Friday, March 8, 2013


Outline of old Military Police post at Camp Enari entrance
We’re south of Pleiku, driving to an old US military base. Suddenly, my Vietnamese guide asks me, “would you like to see the MP (Military Police) Gate?” I say yes, and our SUV immediately stops. We get out, I look around, and see only brush and small trees about. I wonder, where is the gate? I don’t know it, but we’ve just driven over it.

Outlined in the middle of the pavement, there's a diamond shaped line of cement. This was the foundation that surrounded the guard shack at the base's entrance. The foundation itself was finally chopped down to road level two years ago, since motorcyclists kept having accidents from running into it at night. Given the amount of drunks driving around on motorbikes in Vietnam, that’s not surprising.

Looking around, I see no control tower, no old barracks, no fencing, nothing. There are now farming fields, and cattle grazing nearby. There are no other  visible remnants of the old base in sight. It’s hard to believe that this was once Camp Enari, former base of the US Army's 4th Infantry Division.

Camp Enari in 1969 (Archive photo)
After the 1973 Paris Peace agreement, the 4th Infantry departed, and the base was turned over to the ARVN. After they abandoned the base later, nearly everything left here was looted, dismantled or destroyed. There is another old US base in Pleiku, Camp Holloway. But I can’t visit there; it’s now occupied by the Vietnamese Army! Camp Enari on the other hand, has ceased to exist.

We hop back into the SUV and drive onto the former base, arriving at the former Hensel Army Airfield. Getting out again, I see serrated metal visible in the reddish dirt before me.

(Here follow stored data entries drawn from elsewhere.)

PR #707, opened 2026-07-08
fix(fuse): pjdfstest chown/symlink owner + O_TRUNC mtime fixes

mornyx:
## Summary

Fixes all 14 POSIX compliance failures found via `community.pjdfstest` blackbox testing on local server. **Pass rate: 99.84% → 100%** (8798/8798 tests pass, 0 non-TODO failures).

### 1. Symlink handler missing `UpdateOwner` (9 failures — `chown/00.t`)

The `Symlink` FUSE handler created the inode entry without calling `UpdateOwner`, unlike `Create`, `Mkdir`, and `Mknod`. This caused `lstat` on a symlink to report `fs.uid` instead of the caller's uid.

**Fix:** Added `UpdateOwner` in the `Symlink` handler, matching the pattern in `Create`/`Mkdir`/`Mknod`.

### 2. `chown(-1,-1)` preserve sentinel mishandling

Laid down by military engineers, this steel matting used to make up a layer of the runway. These old runway remnants are the only thing left. Everything else is gone. In the late 1960’s there were more than 10,000 American troops based on this patch of land. Now there are few traces left to show that they were ever here at all. 

Serrated lines in the dirt are the remains of the Hensel Air Field runway
Looking to one end of the runway, it’s now covered by a building that processes coffee. Other parts of the installation have become a cement factory, but even with these small businesses, there are few other buildings. Most of the old base is now open country. There is farmland, thick with plots of coffee and cassava. The rest is open field, with the occasional herd of cattle passing through to graze.

From here we get a view of Dragon Mountain which used to have a small US Army lookout post on top. It’s been replaced by two towers, a TV tower and mobile phone tower, on each end of the flat topped mountain. Technology is slowly coming to the highlands.

My guide tells me that a couple days ago, she brought a former USAF soldier named Kim here, who had served a tour of duty on Camp Enari. When she brought him back to the former base where he had spent a year of his life, he was stunned.

“He cannot believe how much it change,” she said. “He walk around for 1 1/2 hour, looking for things to remember.” 

Dragon Mountain today, topped with cell phone towers
She gestures and says, “There is Artillery Hill.” I turn to see a sloping hill across the road in the distance. Kim told her about how he had gone up Artillery Hill, and sprayed dioxin there to kill the brush. At the time, they didn’t know how poisonous it was, so they took few safety precautions. As a result, he now has serious respiratory problems, and has difficulty breathing normally. 

It’s not just the local Vietnamese who have suffered the ill effects of Agent Orange. Thousands of American soldiers became ill from their exposure to it as well. It seems that when it comes to Agent Orange exposure, the land may be recovering faster than people do. 

Old map of Camp Enari during the war


  1. If I could snap my finger and be there I would. Don't really want to fly anymore. Camp Enari was a bustling place at one time. Wow

    1. Good to hear from you David. I do recommend that you go back to visit sometime, many vets already have.

  2. Was among the first to be at Dragon Mountain...floated on a ship from Ft. Lewis to Vietnam. After my 'shift', I headed home. The place was just beginning to install permanent tour was spent in a tent with nine other guys on cots with pallets for a floor...was almost a pleasure to go on perimeter guard duty with only two other guys in the bunker! Oh, and don't forget the aroma of the burning of the shit barrels from the outhouses...and our 'sun barrel' showers. An experience bar none!!!

    1. Good to hear from you, sounds like you had quite an experience there. You were there when they were first installing the barracks, and now all those barracks are gone. The place has gone full circle.